[Stored items]
══════════

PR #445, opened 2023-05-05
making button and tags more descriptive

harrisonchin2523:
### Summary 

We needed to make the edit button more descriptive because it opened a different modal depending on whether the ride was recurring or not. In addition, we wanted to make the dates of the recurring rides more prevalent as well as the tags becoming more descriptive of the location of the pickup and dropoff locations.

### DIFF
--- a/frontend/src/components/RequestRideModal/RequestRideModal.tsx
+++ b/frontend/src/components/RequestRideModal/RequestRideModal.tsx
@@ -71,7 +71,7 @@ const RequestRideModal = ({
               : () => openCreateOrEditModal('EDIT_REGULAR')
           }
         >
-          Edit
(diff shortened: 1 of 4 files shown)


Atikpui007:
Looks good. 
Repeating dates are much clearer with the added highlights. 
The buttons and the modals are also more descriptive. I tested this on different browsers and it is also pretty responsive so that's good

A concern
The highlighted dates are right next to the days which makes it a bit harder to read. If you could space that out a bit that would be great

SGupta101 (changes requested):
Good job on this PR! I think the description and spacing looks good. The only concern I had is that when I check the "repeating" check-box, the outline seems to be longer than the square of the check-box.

══════════

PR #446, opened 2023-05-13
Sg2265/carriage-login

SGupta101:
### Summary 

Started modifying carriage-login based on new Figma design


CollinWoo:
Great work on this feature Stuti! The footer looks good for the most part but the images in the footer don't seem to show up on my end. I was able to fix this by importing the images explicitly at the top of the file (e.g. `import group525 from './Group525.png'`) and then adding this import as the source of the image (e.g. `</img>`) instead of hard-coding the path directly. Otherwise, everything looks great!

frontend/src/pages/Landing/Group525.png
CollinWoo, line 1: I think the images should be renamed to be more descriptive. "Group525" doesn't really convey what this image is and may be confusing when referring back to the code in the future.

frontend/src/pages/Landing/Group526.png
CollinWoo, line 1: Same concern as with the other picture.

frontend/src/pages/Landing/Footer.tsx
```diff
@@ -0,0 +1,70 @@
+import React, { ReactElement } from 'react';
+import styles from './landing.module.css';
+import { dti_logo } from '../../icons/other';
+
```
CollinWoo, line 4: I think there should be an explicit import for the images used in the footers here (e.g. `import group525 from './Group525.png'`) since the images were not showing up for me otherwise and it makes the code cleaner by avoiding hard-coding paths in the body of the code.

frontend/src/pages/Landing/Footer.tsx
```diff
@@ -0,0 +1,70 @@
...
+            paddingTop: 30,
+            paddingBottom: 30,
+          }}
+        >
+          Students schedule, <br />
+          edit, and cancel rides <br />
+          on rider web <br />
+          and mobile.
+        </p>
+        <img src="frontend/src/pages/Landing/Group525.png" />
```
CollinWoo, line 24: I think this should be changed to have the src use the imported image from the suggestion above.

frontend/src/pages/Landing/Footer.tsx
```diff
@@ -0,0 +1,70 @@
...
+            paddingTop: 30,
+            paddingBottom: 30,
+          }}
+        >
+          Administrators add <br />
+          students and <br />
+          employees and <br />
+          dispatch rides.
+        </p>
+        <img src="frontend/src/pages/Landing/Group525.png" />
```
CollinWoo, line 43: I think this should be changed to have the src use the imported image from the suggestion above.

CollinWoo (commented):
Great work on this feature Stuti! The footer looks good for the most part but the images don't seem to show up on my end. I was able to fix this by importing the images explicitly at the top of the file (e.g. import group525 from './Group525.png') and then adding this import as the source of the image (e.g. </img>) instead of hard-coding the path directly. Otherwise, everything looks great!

══════════

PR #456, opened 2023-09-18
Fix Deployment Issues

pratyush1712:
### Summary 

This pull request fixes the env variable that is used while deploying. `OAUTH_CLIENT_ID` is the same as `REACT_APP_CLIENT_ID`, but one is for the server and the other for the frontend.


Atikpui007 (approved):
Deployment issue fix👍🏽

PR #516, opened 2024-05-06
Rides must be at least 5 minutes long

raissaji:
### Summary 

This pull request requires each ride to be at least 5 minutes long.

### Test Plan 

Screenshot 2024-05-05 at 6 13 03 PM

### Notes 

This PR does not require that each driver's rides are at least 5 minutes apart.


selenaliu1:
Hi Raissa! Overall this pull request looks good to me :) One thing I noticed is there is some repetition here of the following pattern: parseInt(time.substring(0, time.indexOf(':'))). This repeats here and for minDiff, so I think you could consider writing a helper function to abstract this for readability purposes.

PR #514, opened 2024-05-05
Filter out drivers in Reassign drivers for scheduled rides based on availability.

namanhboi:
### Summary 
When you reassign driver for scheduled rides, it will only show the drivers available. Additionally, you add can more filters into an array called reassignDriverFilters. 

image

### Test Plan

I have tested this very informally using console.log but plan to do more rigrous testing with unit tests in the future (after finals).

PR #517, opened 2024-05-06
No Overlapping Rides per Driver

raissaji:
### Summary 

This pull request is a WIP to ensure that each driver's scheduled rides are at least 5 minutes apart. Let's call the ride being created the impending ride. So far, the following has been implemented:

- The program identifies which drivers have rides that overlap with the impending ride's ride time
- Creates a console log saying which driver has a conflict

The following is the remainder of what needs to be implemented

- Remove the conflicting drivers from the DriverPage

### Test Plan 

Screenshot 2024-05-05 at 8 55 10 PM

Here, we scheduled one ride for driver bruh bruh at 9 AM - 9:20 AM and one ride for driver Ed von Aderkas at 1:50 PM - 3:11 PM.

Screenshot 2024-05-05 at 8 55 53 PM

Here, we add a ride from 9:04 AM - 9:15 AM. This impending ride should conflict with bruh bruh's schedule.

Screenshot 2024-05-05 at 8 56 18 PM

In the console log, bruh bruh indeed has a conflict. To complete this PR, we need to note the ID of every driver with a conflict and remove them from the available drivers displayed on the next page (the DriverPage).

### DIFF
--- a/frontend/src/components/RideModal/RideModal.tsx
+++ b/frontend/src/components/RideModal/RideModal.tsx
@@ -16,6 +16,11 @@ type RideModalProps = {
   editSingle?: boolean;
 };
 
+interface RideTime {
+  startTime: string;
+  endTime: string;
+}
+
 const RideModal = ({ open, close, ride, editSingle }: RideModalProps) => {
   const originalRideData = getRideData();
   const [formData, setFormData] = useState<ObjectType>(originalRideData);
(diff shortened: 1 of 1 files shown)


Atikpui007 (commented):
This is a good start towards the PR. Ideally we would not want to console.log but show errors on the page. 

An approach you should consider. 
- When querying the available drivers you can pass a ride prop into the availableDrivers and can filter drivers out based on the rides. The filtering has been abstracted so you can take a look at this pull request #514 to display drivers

══════════

Action item:
Reproduce each line of the records in which the word "future" appears.

Solution to the problem:
CollinWoo, line 1: I think the images should be renamed to be more descriptive. "Group525" doesn't really convey what this image is and may be confusing when referring back to the code in the future.
I have tested this very informally using console.log but plan to do more rigrous testing with unit tests in the future (after finals).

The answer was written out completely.